# Visible seam/join after professional artificial grass install



## blopez0487

Hello! I just had artificial grass installed by an authorized dealer of nationwide artificial grass supplier. As you can see from the attached pictures, there is a very noticeable seam from where two sheets were joined together. I brought this to the attention of the contractor, who replied with the following :

"I told our guys to check the seam you brought to our attention. We were afraid it had got separated once the glue went down but he said it actually held together perfect. Seams are super hard to hide 100% but he said they broomed it with more infill to help it. Over some time it'll all blend in together."

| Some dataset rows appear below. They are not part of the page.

PR #99, opened 2022-10-17
format: re-apply rust-format

da2ce7:


da2ce7:
ACK 5e2bef3ce9c2c7924de2fcc93d65debf39c784de

josecelano:
hi @da2ce7 how are you formatting the code?

It seems the [format check](https://github.com/torrust/torrust-tracker/actions/runs/3214029904/jobs/5254120837#step:5:2) in the [test_build_release workflow](https://github.com/torrust/torrust-tracker/blob/develop/.github/workflows/test_build_release.yml#L20) does work.

I'm using VSCode, which I suppose runs something like:

```s
cargo clippy --no-deps
```

And you can fix with:

```
cargo clippy --no-deps --fix
```

The code in the PR is not well formatted because I've been using Clippy.

I assumed we were using Clippy because it shows more warnings (not only linting errors). But in practice, we were not forcing any format since the linting check is not working.

If we agree, we should change the workflow, although we have some warnings for Clippy. I would add a new issue for changing the formatter and fixing the warnings.

da2ce7:
@josecelano I think that the issue is because the difference in version of the rust-format command.  I've got the nightly version installed; that I think is more strict than the stable version.

Issue #68, opened 2022-08-14
Compilation issues for --target `armv7-unknown-linux-gnueabihf`


mickvandijke:
Torrust won't compile to armv7-unknown-linux-gnueabihf (Raspberry Pi etc..).

mickvandijke:
After some painful hours, I've figured out a way to cross compile to armv7-unknown-linux-gnueabihf from an Ubuntu host.

I mostly ran into errors with openssl and sqlite3, so I had to add and update some dependencies in the Cargo.toml to fix these. `openssl` had to be included with the `vendored` feature:
```toml
openssl = { version = "0.10.41", features = ["vendored"] }
```

And `rusqlite` had to include the feature `bundled` through the `r2d2_sqlite` crate:
```toml
r2d2_sqlite = { version = "0.21.0", features = ["bundled"] }
```

These are the commands I had to use for the compiler to succeed:
```
sudo apt-get install binutils-arm-linux-gnueabihf gcc-arm-linux-gnueabihf musl-tools

sudo apt-get install gcc-multilib

sudo apt-get install clang

sudo apt-get install sudo apt-get install libsqlite3-dev openssl libssl-dev pkg-config

sudo apt-get install -y libc6-armhf-cross libc6-dev-armhf-cross

sudo ln -s /usr/bin/arm-linux-gnueabihf-gcc /usr/bin/arm-linux-musleabihf-gcc
```

If you are coss compiling to armv7, you also have to add the following to `torrust-tracker/.cargo/config`:
```
[target.armv7-unknown-linux-gnueabihf]
linker = "arm-linux-gnueabihf-gcc"
```
If this file and folder don’t exist, you’ll have to create them yourself.

mickvandijke:
https://github.com/torrust/torrust-tracker/pull/69

josecelano:
hi @WarmBeer in the docker configuration I'm working on [here](https://github.com/torrust/torrust-tracker/pull/123), I'm using a docker image that probably does that internally. It works with `--target x86_64-unknown-linux-musl` but it does not work with `--target armv7-unknown-linux-gnueabihf`.

I think we could add a GitHub workflow to test cross-compilations like [this](https://github.com/sfackler/rust-openssl/blob/master/.github/workflows/ci.yml).

[...]

PR #100, opened 2022-10-18
Use nightly toolchain for formatting

josecelano:
@da2ce7 started using the nightly build for rust formatting in this [PR-99](https://github.com/torrust/torrust-tracker/pull/99)

And the job 'format' in the workflow [did not work](https://github.com/torrust/torrust-tracker/actions/runs/3273393423/jobs/5385541084#step:5:9), showing these warnings:

```
Warning: can't set `imports_granularity = Module`, unstable features are only available in nightly channel.
Warning: can't set `group_imports = StdExternalCrate`, unstable features are only available in nightly channel.
Warning: can't set `imports_granularity = Module`, unstable features are only available in nightly channel.
Warning: can't set `group_imports = StdExternalCrate`, unstable features are only available in nightly channel.
```

So we needed the nightly channel anyway. I've changed the workflow to use it.

### DIFF
--- a/.github/workflows/test_build_release.yml
+++ b/.github/workflows/test_build_release.yml
@@ -13,11 +13,15 @@ jobs:
       - uses: actions-rs/toolchain@v1
         with:
           profile: minimal
-          toolchain: stable
-          components: rustfmt
+          toolchain: nightly
+          override: true
+          components: rustfmt, clippy
       - uses: Swatinem/rust-cache@v1
       - name: Check Rust Formatting
-        run: cargo fmt --check
+        uses: actions-rs/cargo@v1
+        with:
+          command: fmt
+          args: --check
 
   test:
     needs: format


da2ce7:
@josecelano before enabling clippy in the CI, we should fix all the errors...

josecelano:
> @josecelano before enabling clippy in the CI, we should fix all the errors...

[Yes](https://github.com/torrust/torrust-tracker/pull/99#issuecomment-1282061661). I was only testing that the command works if we add it in the future.

josecelano:
ACK f2eaf9584cf8d396660f325594b835cbd70dedfa

da2ce7:
@josecelano why change to use the cargo action?

josecelano:
> @josecelano why change to use the cargo action?

@da2ce7 I think the action will create an "annotation" (GitHub UI) when something fails. The cargo command would only show the error in the logs. That was the only reason.

Anyway, you can easily enable [cross-compilation](https://github.com/actions-rs/cargo#cross-compilation). Although we do not need it in this case.

@WarmBeer was working on this cross-compilation [issue](https://github.com/torrust/torrust-tracker/issues/68). Maybe we could add a workflow to compile for different targets in the future.

da2ce7 (approved):
ACK f2eaf9584cf8d396660f325594b835cbd70dedfa

PR #103, opened 2022-10-21
Refactor `StatsTracker`

josecelano:
This is an experimental refactor of the [StatsTracker](https://github.com/torrust/torrust-tracker/blob/develop/src/tracker/statistics.rs).

It's still a WIP.

Tracker statistics are optional, and we had [problems testing that behaviour](https://github.com/torrust/torrust-tracker/pull/102).

I decided to try to make that code more testable. My idea is:

- Convert the StatsTracker into a StatsService that only creates the communication channel and the other services (EventSender, EventListener, ...)
- A EventSender to send the events.
- A EventListener that updates the statistics.
- A StatisticsRepository that contains the stats.

The high-level service (StatsService) only creates the StatisticsRepository used by the EventListener and the TorrusTracker. And the communication channel (with the sender and listener).

TODO:

- [X] Extract EventSender
- [X] Extract EventListener
- [x] Extract StatisticsRepository
- [x] Fix StatsEventSenderMock
- [x] Add tests for EnventListener

Once we have the EventListener, we can add tests to check if it updates the stats correctly, which is something we did not test on [PR-112](https://github.com/torrust/torrust-tracker/pull/102).

While working on the refactor, I realized the `StatsEventSenderMock` does not work correctly. It only works when the event is sent, but it does not fail if no event is sent. The obvious solution would be to store the event sent in the Mock, but the method is not mutable. 

```rust
    struct StatsEventSenderMock {
        expected_event: Option<TrackerStatisticsEvent>,
    }

    impl StatsEventSenderMock {
        fn new() -> Self {
            Self { expected_event: None }
        }

        fn should_throw_event(&mut self, expected_event: TrackerStatisticsEvent) {
            self.expected_event = Some(expected_event);
        }
    }

    #[async_trait]
    impl TrackerStatisticsEventSender for StatsEventSenderMock {
        async fn send_event(&self, event: TrackerStatisticsEvent) -> Option<Result<(), SendError<TrackerStatisticsEvent>>> {
            if self.expected_event.is_some() {
                assert_eq!(event, *self.expected_event.as_ref().unwrap());
            }
            None
        }
    }

    #[tokio::test]
    async fn it_should_send_the_upd4_connect_event_when_a_client_tries_to_connect_using_a_ip4_socket_address() {
        let tracker_stats_service = Box::new(TrackerStatsServiceMock::new());
        let mut stats_event_sender = Box::new(StatsEventSenderMock::new());

        let client_socket_address = sample_ipv4_socket_address();
        stats_event_sender.should_throw_event(TrackerStatisticsEvent::Udp4Connect);

        let torrent_tracker =
            Arc::new(TorrentTracker::new(default_tracker_config(), tracker_stats_service, Some(stats_event_sender)).unwrap());
        handle_connect(client_socket_address, &sample_connect_request(), torrent_tracker)
            .await
            .unwrap();
    }

```

I did not want to add a mocking library only for this case. That's why I did it manually. And I do not want to make that function mutable only for the test.

### DIFF
--- a/Cargo.toml
+++ b/Cargo.toml
@@ -59,3 +59,6 @@ async-trait = "0.1"
 
 aquatic_udp_protocol = "0.2"
 uuid = { version = "1", features = ["v4"] }
+
+[dev-dependencies]
+mockall = "0.11.3"
--- a/Cargo.toml
+++ b/Cargo.toml
@@ -61,4 +61,4 @@ aquatic_udp_protocol = "0.2"
 uuid = { version = "1", features = ["v4"] }
 
 [dev-dependencies]
-mockall = "0.11.3"
+mockall = "0.11"
--- a/Cargo.lock
+++ b/Cargo.lock
@@ -480,6 +480,12 @@ dependencies = [
 ]
 
 [[package]]
+name = "difflib"
+version = "0.4.0"
+source = "registry+https://github.com/rust-lang/crates.io-index"
+checksum = "6184e33543162437515c2e2b48714794e37845ec9851711914eec9d308f6ebe8"
+
+[[package]]
 name = "digest"
 version = "0.9.0"
 source = "registry+https://github.com/rust-lang/crates.io-index"
@@ -509,6 +515,12 @@ name = "dlv-list"
 version = "0.3.0"
 source = "registry+https://github.com/rust-lang/crates.io-index"
 checksum = "0688c2a7f92e427f44895cd63841bff7b29f8d7a1648b9e7e07a4a365b2e1257"
+
+[[package]]
+name = "downcast"
+version = "0.11.0"
+source = "registry+https://github.com/rust-lang/crates.io-index"
+checksum = "1435fa1053d8b2fbbe9be7e97eca7f33d37b28409959813daefc1446a14247f1"
 
 [[package]]
 name = "either"
@@ -571,6 +583,15 @@ dependencies = [
 ]
 
 [[package]]
+name = "float-cmp"
+version = "0.9.0"
+source = "registry+https://github.com/rust-lang/crates.io-index"
+checksum = "98de4bbd547a563b716d8dfa9aad1cb19bfab00f4fa09a6a4ed21dbcf44ce9c4"
+dependencies = [
+ "num-traits",
+]
+
+[[package]]
 name = "fnv"
 version = "1.0.7"
 source = "registry+https://github.com/rust-lang/crates.io-index"
@@ -599,6 +620,12 @@ checksum = "a9c384f161156f5260c24a097c56119f9be8c798586aecc13afbcbe7b7e26bf8"
 dependencies = [
  "percent-encoding",
 ]
+
+[[package]]
+name = "fragile"
+version = "2.0.0"
+source = "registry+https://github.com/rust-lang/crates.io-index"
+checksum = "6c2141d6d6c8512188a7891b4b01590a45f6dac67afb4f255c4124dbb86d4eaa"
 
 [[package]]
 name = "frunk"
@@ -1009,6 +1036,15 @@ dependencies = [
 ]
 
 [[package]]
+name = "itertools"
+version = "0.10.5"
+source = "registry+https://github.com/rust-lang/crates.io-index"
+checksum = "b0fd2260e829bddf4cb6ea802289de2f86d6a7a690192fbe91b3f46e0f2c8473"
+dependencies = [
+ "either",
+]
+
+[[package]]
 name = "itoa"
 version = "1.0.4"
 source = "registry+https://github.com/rust-lang/crates.io-index"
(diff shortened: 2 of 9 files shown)


josecelano:
hi @da2ce7 @WarmBeer, I've fixed the tests that were using my incomplete custom mock. In [this commit](https://github.com/torrust/torrust-tracker/pull/103/commits/8874032074c12aecb1f250e054caac4d8c9c63f4).

I did not find a way to mock a trait function which is not mutable. This was my mock:

```rust
    struct StatsEventSenderMock {
        expected_event: Option<TrackerStatisticsEvent>,
    }

    impl StatsEventSenderMock {
        fn new() -> Self {
            Self { expected_event: None }
        }

        fn should_throw_event(&mut self, expected_event: TrackerStatisticsEvent) {
            self.expected_event = Some(expected_event);
        }
    }

    #[async_trait]
    impl TrackerStatisticsEventSender for StatsEventSenderMock {
        async fn send_event(&self, event: TrackerStatisticsEvent) -> Option<Result<(), SendError<TrackerStatisticsEvent>>> {
            if self.expected_event.is_some() {
                assert_eq!(event, *self.expected_event.as_ref().unwrap());
            }
            None
        }
    }
```

I needed to know if the method was called. If the method `send_event` is not called, the test does not fail. 

The only way to do it (or the only way I found) is by adding a new field to the struct to store the state. But I could not do that without changing the function signature to:

```rust
async fn send_event(&mut self, event: TrackerStatisticsEvent) -> Option<Result<(), SendError<TrackerStatisticsEvent>>>;
```

I tried with a [mocking library](https://docs.rs/mockall/latest/mockall/), and it works:

```rust
let mut stats_event_sender_mock = MockTrackerStatisticsEventSender::new();
            stats_event_sender_mock
                .expect_send_event()
                .with(eq(TrackerStatisticsEvent::Udp4Connect))
                .times(1)
                .returning(|_| Box::pin(future::ready(Some(Ok(())))));
            let stats_event_sender = Box::new(stats_event_sender_mock);
```

I think sooner or later, we will need it for more complex mocks.

I wonder how they can check that the method is called without changing its signature. I'm curious.

The other tricky thing was the returning value: `.returning(|_| Box::pin(future::ready(Some(Ok(())))))`

Since the function is an async function, you need to return a "future". But I do not know why they need the "pin".

We can apply this commit in the `develop` branch even if we do not merge this PR. Although I think all the changes I've made so far are useful.

josecelano:
hi @da2ce7 @WarmBeer, I've finished the experimental refactor. I think it is worth merging it for two reasons:

1. I fixed some tests with the `MockTrackerStatisticsEventSender` mock.
2. I've increased test coverage for the `statistics` mod.

There are a couple of things I do not like:

-  I think I can remove the trait `TrackerStatisticsEventSender`. Now I use `mockall` and I think I can mock the struct without adding the trait, which is only used in tests. I prefer to avoid adding traits if that's the only reason and we can mock the struct.
- I have isolated the asynchronous part that is hard to test. The infinite loop (`event_listener`) and launching the thread for the listener (`run_event_listener`). Those things are not tested, but I do not know how to do it without changing the production code (by introducing things that would be used only by tests).

josecelano:
> hi @da2ce7 @WarmBeer, I've finished the experimental refactor. I think it is worth merging it for two reasons:
> 
> 1. I fixed some tests with the `MockTrackerStatisticsEventSender` mock.
> 2. I've increased test coverage for the `statistics` mod.
> 
> There are a couple of things I do not like:
> 
> * I think I can remove the trait `TrackerStatisticsEventSender`. Now I use `mockall` and I think I can mock the struct without adding the trait, which is only used in tests. I prefer to avoid adding traits if that's the only reason and we can mock the struct.
> * I have isolated the asynchronous part that is hard to test. The infinite loop (`event_listener`) and launching the thread for the listener (`run_event_listener`). Those things are not tested, but I do not know how to do it without changing the production code (by introducing things that would be used only by tests).

I forgot to mention that this refactor makes it easier to decouple events from statistics in the future. Statistics would be only one of the consumers of those events. But it's not a reason to merge this PR since we have not decided how to handle events and their relationship with logging.

Cargo.toml
```diff
@@ -59,3 +59,6 @@ async-trait = "0.1"
 
 aquatic_udp_protocol = "0.2"
 uuid = { version = "1", features = ["v4"] }
+
+[dev-dependencies]
+mockall = "0.11.3"
```
da2ce7: Maybe we can just specify the major version, 0.11, here?

da2ce7 (approved):
Looks Good to me. Nice work! :)

Cargo.toml
josecelano: Done.

da2ce7:
ACK 6f77dfeee64037cd9011617057d9f1e5c3e2fd63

From what I've read about artificial grass installations, it sounds like the seam/join should not be as visible as it is with a professional install. I wanted to ask the good people of the forum for their opinion on the install. Is the contractor correct in saying "over some time it'll all blend together," or am I being fed a lie?

Thanks so much!


----------



## hsvtoolfool

Contact the manufacturer of the artificial turf. I agree that's a horrible seam. It looks like they cut the carpet in a way that it caused a narrow valley.


----------



## blopez0487

Thank you, hsvtoolfool. I've reached out to the manufacturer as you suggested. Just wanted another opinion to make sure I wasn't crazy. I appreciate your thoughts!


----------